··· PROVIDED INFORMATION ···

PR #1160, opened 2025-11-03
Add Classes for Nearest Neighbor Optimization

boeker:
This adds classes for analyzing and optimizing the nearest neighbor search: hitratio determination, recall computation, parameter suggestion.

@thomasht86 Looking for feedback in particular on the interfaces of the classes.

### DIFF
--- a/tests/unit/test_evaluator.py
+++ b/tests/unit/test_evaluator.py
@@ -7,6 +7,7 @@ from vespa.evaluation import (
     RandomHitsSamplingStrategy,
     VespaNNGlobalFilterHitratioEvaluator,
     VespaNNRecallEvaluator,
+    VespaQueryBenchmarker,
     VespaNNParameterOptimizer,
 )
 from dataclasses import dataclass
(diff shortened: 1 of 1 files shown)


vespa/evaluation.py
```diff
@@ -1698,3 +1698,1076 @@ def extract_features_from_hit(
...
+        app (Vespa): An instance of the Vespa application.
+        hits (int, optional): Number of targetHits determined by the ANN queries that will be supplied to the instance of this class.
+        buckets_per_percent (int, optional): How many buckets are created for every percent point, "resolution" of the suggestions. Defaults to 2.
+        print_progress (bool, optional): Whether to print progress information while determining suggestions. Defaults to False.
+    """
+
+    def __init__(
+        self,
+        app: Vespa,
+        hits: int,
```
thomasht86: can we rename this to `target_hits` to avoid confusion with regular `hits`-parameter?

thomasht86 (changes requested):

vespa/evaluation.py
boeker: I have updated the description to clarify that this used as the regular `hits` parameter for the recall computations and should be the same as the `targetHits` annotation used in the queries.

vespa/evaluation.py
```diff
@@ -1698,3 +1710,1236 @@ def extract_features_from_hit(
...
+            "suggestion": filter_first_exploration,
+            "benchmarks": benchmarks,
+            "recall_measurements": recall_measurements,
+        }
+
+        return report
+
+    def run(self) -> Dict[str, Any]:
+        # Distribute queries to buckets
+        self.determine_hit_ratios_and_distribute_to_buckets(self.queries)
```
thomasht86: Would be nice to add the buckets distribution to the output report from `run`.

···
··· PROVIDED INFORMATION ···

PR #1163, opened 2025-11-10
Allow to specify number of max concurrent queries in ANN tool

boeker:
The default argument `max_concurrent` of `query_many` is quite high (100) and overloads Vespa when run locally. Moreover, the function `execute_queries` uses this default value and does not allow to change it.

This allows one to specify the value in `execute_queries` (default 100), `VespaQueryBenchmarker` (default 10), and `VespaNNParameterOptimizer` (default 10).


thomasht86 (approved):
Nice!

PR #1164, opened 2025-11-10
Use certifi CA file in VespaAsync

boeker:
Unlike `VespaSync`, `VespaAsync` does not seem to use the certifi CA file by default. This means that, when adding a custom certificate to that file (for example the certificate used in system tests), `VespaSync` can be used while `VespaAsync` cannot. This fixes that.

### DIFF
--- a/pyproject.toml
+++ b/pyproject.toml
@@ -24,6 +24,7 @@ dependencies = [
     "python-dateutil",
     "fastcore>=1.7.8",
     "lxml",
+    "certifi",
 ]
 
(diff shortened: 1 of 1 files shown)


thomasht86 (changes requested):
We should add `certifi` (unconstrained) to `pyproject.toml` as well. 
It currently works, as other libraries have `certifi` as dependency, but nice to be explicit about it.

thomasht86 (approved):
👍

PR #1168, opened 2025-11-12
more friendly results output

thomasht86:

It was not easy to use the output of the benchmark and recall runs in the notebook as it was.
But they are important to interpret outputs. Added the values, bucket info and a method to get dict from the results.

···

Only the lines above from the line with "PR #1160, opened 2025-11-03" to the line with "from dataclasses import dataclass", those two lines included, should be reproduced exactly.

● **ANSWER BELOW**
PR #1160, opened 2025-11-03
Add Classes for Nearest Neighbor Optimization

boeker:
This adds classes for analyzing and optimizing the nearest neighbor search: hitratio determination, recall computation, parameter suggestion.

@thomasht86 Looking for feedback in particular on the interfaces of the classes.

### DIFF
--- a/tests/unit/test_evaluator.py
+++ b/tests/unit/test_evaluator.py
@@ -7,6 +7,7 @@ from vespa.evaluation import (
     RandomHitsSamplingStrategy,
     VespaNNGlobalFilterHitratioEvaluator,
     VespaNNRecallEvaluator,
+    VespaQueryBenchmarker,
     VespaNNParameterOptimizer,
 )
 from dataclasses import dataclass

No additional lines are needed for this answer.